Did Obama Make a Mistake By Not Seeking Congress's Authorization on Libya?

This is a rush transcript from "Hannity," March 22, 2011. This copy may not be in its final form and may be updated.

SEAN HANNITY, HOST: As the allied attacks rage on, some are beginning to ask just who are the Libyan rebels that America is supporting in this war? And the answer is frightening. A series of reports indicates that the anti-Qaddafi rebels have direct ties to Al Qaeda.

Now, Andy McCarthy at National Review online cites a French report that has Libyan rebels shouting, quote, "Now, the time of Jihad has arrived." Rolling Stone cites a West Point analysis of Al Qaeda records which indicate that Libya's rebel groups may have facilitated the murder of American soldiers in Iraq. Quote, "nearly 20 percent of foreign fighters in Iraq were Libyans on a per capital basis, Libya nearly doubled Saudi Arabia as the top source of foreign fighters."

So I think it's pretty safe to say these are not the people America should be supporting abroad. And on the home front, the president is facing a growing outcry for not seeking permission from Congress before authorizing these attacks. Now, in 2007, he told the Boston globe, quote, "The president does not have the power under the constitution to unilaterally authorize a military attack in a situation that does not involve stopping an actual or imminent threat to the nation."

And that is a far cry from what the president said at our press conference yesterday. Let's take a look.

(BEGIN VIDEO CLIP)

PRESIDENT BARACK OBAMA: The core principle that has to be upheld here is that when the entire international community, almost unanimously, says that there is a potential humanitarian crisis about to take place, that a leader who has lost his legitimacy decides to turn his military on his own people, then we can't simply stand by with empty words, that we have to take some sort of action.

(END VIDEO CLIP)

HANNITY: All right. So I guess when the international community is onboard, Congressional approval is not required. Joining me now with analysis, former Speaker of the House Newt Gingrich. By the way, you can check out his website, his new website, at NewtExplore2012.com, and yes, I will be asking question about that coming up.

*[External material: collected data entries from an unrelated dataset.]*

PR #762, opened 2026-07-09
feat(runtime): resolve_reference capability + recently-referenced ring (S1)

oceanwaves630:
Adds the S1 reference-resolution slice: `resolve_reference(nl_ref, namespace, actor)` in khive-runtime (id-passthrough → ring → hybrid-search, entity-only, never a silent pick among close candidates), a bounded per-(namespace, actor) recently-referenced ring (N=64, TTL 30min, LRU outer budget, poison-safe, daemon-warm only — no schema change), admission at the dispatch boundary for singleton create/get/update/delete/merge/link results only, and a read-only `resolve(refs, kind?, limit?)` kg verb (18th handler). smoke_test verb total 76→78 (with git.digest).

Tests: 1156 passing across khive-runtime + khive-pack-kg incl. 21 new (namespace-key parity under non-local default namespace, entity-only admission/passthrough, outer-map TTL/LRU pruning on admit and snapshot, poisoned-mutex recovery, search-confidence margin semantics).


ohdearquant (approved):
Approving review (flow v2). Read the full diff at content level: resolver three-stage contract matches the gated S1 spec (id-passthrough entity-scoped identically for UUID + prefix, ring exact/substring with fixed confidence bands, RRF-scale-aware search fallback that never silently picks per F7); ring admission keyed on token.namespace() with the non-local default_namespace regression test; strict singleton-by-id admission with bulk shapes excluded; ring bounded by capacity + TTL + outer-map sweep on reads. Head 86b00651 matches the codex-gated SHA.

PR #2153, opened 2026-08-24
docs(adr): ADR-171 — brain daemon: profile state leaves the domain process

ohdearquant:
Phase 2 of the store decomposition, building on the primitive ADR-170 (#2151/#2152) validated.

Design in one paragraph: the brain pack's profile posterior state (three pack-internal tables plus warm in-memory state) moves behind a brain daemon owning `brain.db`, using the same socket pattern (framing, peer-uid admission, flock guard, supervision, kill-switch). Feedback reaches it by tailing the ADR-170 events lane with a checkpointed cursor — no push protocol, catch-up after downtime for free. Recall keeps its existing verb-level seam (`brain.profile`) and receives only the few coefficient numbers it already consumes; when the daemon is unreachable, recall proceeds un-reweighted and never blocks — feedback rides the events lane, so nothing is lost during an outage.

Two verified seam facts distinguish this from the events split: the brain tables have no raw-SQL co-residency consumers outside the brain pack, and consumers reach brain state through verbs — so the whole state can move, where the events plane could not.

Draft for spec-gate review.


ohdearquant (commented):

Verdict on head d7067c089111bbb10eebe0416af5e1e597dbdacf: REQUEST-CHANGES, 3 blocking findings. Finding details are delivered to the review's recipients rather than posted here. Do not merge this head while blocking findings are outstanding; a pipeline comment on a newer head supersedes this one.

PR #2154, opened 2026-08-24
ci: run workflow contract tests

### LINKED ISSUE #2131: scripts/tests/test_ci_workflows.py is never executed, so its workflow contract cannot fail
`scripts/tests/test_ci_workflows.py` asserts a contract over `.github/workflows/`, including that the push guard holds only the write permissions it needs. Nothing runs it, so none of those assertions can fail.

## What runs today

`scripts/ci.sh` invokes two of the three files in `scripts/tests/`:

```
41:    python3 "$SCRIPT_DIR/tests/test_verify_local_artifact.py"
44:    python3 "$SCRIPT_DIR/tests/test_writer_census.py"
```

`test_ci_workflows.py` appears in neither `scripts/ci.sh`, `.github/`, nor the `Makefile`. A pickaxe over the whole history finds no reference to it outside the file that defines it:

```
git log --oneline -S'test_ci_workflows' -- . ':!scripts/tests/test_ci_workflows.py'   # empty
git log --oneline -S'test_verify_local_artifact' -- . ':!scripts/tests/test_verify_local_artifact.py'
# 5efa8a157 build: verify local artifact before install (#1770)
```

The second command is the control: the same query does return a result for a file that is wired, so the empty result for the first is a real absence and not a broken query.

It is also not picked up by a directory-level discovery run. The only pytest configuration in the repo is `tests/khive-contract/pytest.ini`, whose `testpaths = tests` is scoped to that directory.

## Why it matters beyond the missing coverage

A test that cannot fail reads as coverage. Someone changing a workflow's permissions, the weekly job's lockfile handling, or the component runner's target filtering would see a green pipeline and reasonably conclude the contract still holds, because a suite asserting exactly that exists in the tree. The gap is invisible from the pipeline output.

The same shape leaves changes to `.github/workflows/` ungated in general: no workflow linting runs on a pull request that adds or edits a workflow file, so the first validation any workflow gets is executing on a subsequent run.

## Current state of the suite

Run by hand at `ad58e596` the three tests pass, so wiring it is a one-line addition rather than a fix-then-wire. Suggested home is `phase_lint` in `scripts/ci.sh`, beside the two sibling suites already invoked there.

ohdearquant:
## Summary

- Run the existing CI workflow contract suite from the lint phase.
- Keep workflow trigger, permission, and benchmark-command assertions enforceable in normal CI.

## Verification

- Regression suite: `scripts/tests/test_ci_workflows.py`
- `python3 scripts/tests/test_ci_workflows.py`
- `sh -n scripts/ci.sh`
- `git diff --check`

Fixes #2131

### DIFF
--- a/scripts/ci.sh
+++ b/scripts/ci.sh
@@ -42,6 +42,9 @@ phase_lint() {
 
     echo "=== Writer Census Contract Tests ==="
     python3 "$SCRIPT_DIR/tests/test_writer_census.py"
+
+    echo "=== CI Workflow Contract Tests ==="
+    python3 "$SCRIPT_DIR/tests/test_ci_workflows.py"
 }
 
 phase_no_stubs_scan() {


ohdearquant (commented):

PR #2155, opened 2026-08-24
fix(ci): declare benchmark workflow permissions

### LINKED ISSUE #2134: bench-1m and bench-pipeline declare no GITHUB_TOKEN permissions, relying on an untracked repository default
Follow-up to #2131. Three workflows declare no `permissions:` at any nesting level, so their `GITHUB_TOKEN` authority comes from a repository setting that no file in the tree states or tracks.

**Nothing is over-privileged today.** Measured before writing this, so that no one reads it as urgent:

```
$ gh api repos/<repo>/actions/permissions/workflow
{"default_workflow_permissions":"read","can_approve_pull_request_reviews":false}
```

The default is read-only and workflows cannot approve pull request reviews. The undeclared workflows therefore run read-only right now. The issue is that this is true by a toggle rather than by anything reviewable: flipping that setting to `write` would widen every undeclared workflow at once, with no diff, no commit, and nothing for a reviewer to see.

## The three, and they are not the same case

**`bench-1m.yml`** — triggers on `push`, `pull_request`, `workflow_dispatch`. Its only write-shaped step is `actions/upload-artifact`, which does not need token write. Should declare `permissions: contents: read`.

**`bench-pipeline.yml`** — triggers on `pull_request`, likewise only uploads an artifact. Should declare `permissions: contents: read`.

**`bench-component.yml`** — this one should probably be left alone, and it is worth stating why rather than declaring something on it for consistency. It is `workflow_call`-only, invoked four times from `bench-track.yml`, and reusable workflows receive the calling job's permissions. Each of those four caller jobs declares `contents: write` and `issues: write`, which is exactly what its failure path needs when it runs `gh issue reopen` and `gh issue comment` against the tracking issue. Adding a top-level block here would constrain callers rather than grant anything, so "undeclared" is the correct design for a reusable workflow and not an oversight.

## Consequence for the population check proposed in #2131

A directory-wide assertion that every workflow declares `permissions:` would flag `bench-component.yml` permanently and correctly-by-its-own-rule, which is how a new gate starts crying wolf on day one. Whatever that check ends up asserting should exempt `workflow_call`-only workflows, or assert against the calling job instead.

## Suggested scope

Two one-line additions (`bench-1m.yml`, `bench-pipeline.yml`), plus the exemption noted above folded into #2131 rather than done here. Deliberately not folded into the pull request where this was found: that one adds a workflow and fixed its own missing declaration, and these three are pre-existing and unrelated to it.

ohdearquant:
## Summary

- Declare explicit read-only repository-content permissions for the one-million-row benchmark workflow.
- Declare the same least-privilege permissions for the pipeline benchmark workflow.
- Leave the reusable component workflow's caller-provided permissions unchanged.

## Verification

- `python3 scripts/tests/test_ci_workflows.py`
- Direct permission-contract assertions for both changed workflows
- Pre-commit YAML validation
- `git diff --check HEAD^ HEAD`

No regression test was added because this change is limited to CI configuration.

Fixes #2134

### DIFF
--- a/.github/workflows/bench-1m.yml
+++ b/.github/workflows/bench-1m.yml
@@ -56,6 +56,9 @@ on:
         required: false
         default: ""
 
+permissions:
+  contents: read
+
 env:
   CARGO_TERM_COLOR: always
 
--- a/.github/workflows/bench-pipeline.yml
+++ b/.github/workflows/bench-pipeline.yml
@@ -29,6 +29,9 @@ on:
       - "scripts/perf/bench_pipeline_daemon.py"
       - ".github/workflows/bench-pipeline.yml"
 
+permissions:
+  contents: read
+
 env:
   CARGO_TERM_COLOR: always
 


ohdearquant (commented):

PR #2161, opened 2026-08-24
fix(tests): isolate contract harness config

### LINKED ISSUE #2107: contract_test.py is not hermetic: home-config backend declarations break every contract test
## Symptom

On a machine where the user-level config (config.toml under `~/.khive`) declares `[[backends]]`, the `make ci` Contract Tests stage fails on every test before any assertion runs:

```
RuntimeError: MCP server closed stdout unexpectedly
```

## Cause

`tests/contract_test.py::_start_server` spawns `kkernel mcp --db <tempfile>` with `env = {**os.environ, "KHIVE_NO_DAEMON": "1"}` — config discovery is inherited from the developer's environment. Discovery falls through the working-directory khive.toml, then the db-directory config.toml, then the user-level config; when that last file declares multiple backends, the binary (correctly, per its own error message) refuses the `--db` override as ambiguous and exits before the MCP handshake:

```
Error: --db "<tempfile>" (or KHIVE_DB) cannot be combined with [[backends]]: 2 backend(s) are already declared in the discovered config ...
```

CI runners pass only because they have no home config, so the gap is invisible to CI and hits exactly the developers running the gate locally.

## Verification

Pinning `KHIVE_CONFIG` to an empty file before the same `kkernel mcp --db <tempfile> --no-embed --log error` invocation makes the server initialize and answer the MCP handshake normally.

## Suggested fix

1. `_start_server` should pin config discovery itself — e.g. write an empty config to the test's temp dir and pass `--config` (or set `KHIVE_CONFIG`) so the contract suite is hermetic regardless of the developer's home config.
2. When the child exits before the handshake, the harness should include the child's captured stderr in the raised error — the refusal message above was captured by the `stderr=PIPE` pipe but never surfaced, which turns a one-line diagnosis into a debugging session.

ohdearquant:
## Summary

- pin the MCP contract harness to an empty per-test configuration file so ambient home configuration cannot affect startup
- add a regression contract that initializes successfully with a two-backend user configuration present
- include captured child stderr when the server exits before completing the MCP handshake

## Verification

- `test_home_config_isolation` failed before the fix and passes afterward
- `python3 tests/contract_test.py` (11/11 passed)
- `cargo build --release -p kkernel`
- `python3 -m py_compile tests/contract_test.py`
- `git diff --check HEAD^ HEAD`

Closes #2107

### DIFF
--- a/tests/contract_test.py
+++ b/tests/contract_test.py
@@ -1069,9 +1069,32 @@ def test_batch_outcome_status(proc: subprocess.Popen) -> None:
 # ---------------------------------------------------------------------------
 
 def test_home_config_isolation(proc: subprocess.Popen) -> None:
-    """An ambient multi-backend home config must not affect this test server."""
-    stats = _tool(proc, "stats", {})
-    assert isinstance(stats, dict), f"stats returned a non-object: {stats!r}"
+    """An ambient multi-backend home config must not affect this test server.
+
+    The harness points the server at a freshly-minted temp database, so the
+    entity listing must start empty: a server that resolved the ambient home
+    configuration instead would surface that backend's pre-existing rows. The
+    sentinel round-trip then pins the write path to the same store.
+    """
+    before = _tool(proc, "list", {"kind": "entity", "limit": 10})
+    assert before == [], (
+        f"fresh temp database lists pre-existing entities: {before!r}"
+    )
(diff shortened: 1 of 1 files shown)


ohdearquant (commented):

All right. Mr. Speaker, these are serious significant times we are living in here. When -- I don't know what to make of this. Is this now the Obama doctrine? That if there is a potential humanitarian crisis about to take place and the international community is onboard, that we can't standby with empty words, we have to take some action. Does that apply to Mugabe, Sudan, taking him out? Does that apply to, you know, Syria, Lebanon? You know, where do we take this? Is it Bahrain? Saudi Arabia? What does that mean?

NEWT GINGRICH, FORMER SPEAKER OF THE HOUSE: Well, I don't think there is an Obama doctrine. I think there are a series of Obama excuses. I disagree profoundly with what he said yesterday. First of all, there is no international community that has any authority. So, the idea that the president of the United States isn't responsible to Congress and the American people, but he's responsible to some vague organization called the international community, is profoundly wrong.

Second, Qaddafi never had legitimacy. Qaddafi is a dictator, he's been a dictator since 1969. This idea that dictators lose legitimacy. Mugabe has no legitimacy. Castro has no legitimacy. We have to understand that dictators don't have legitimacy. They may have power. But they don't have legitimacy.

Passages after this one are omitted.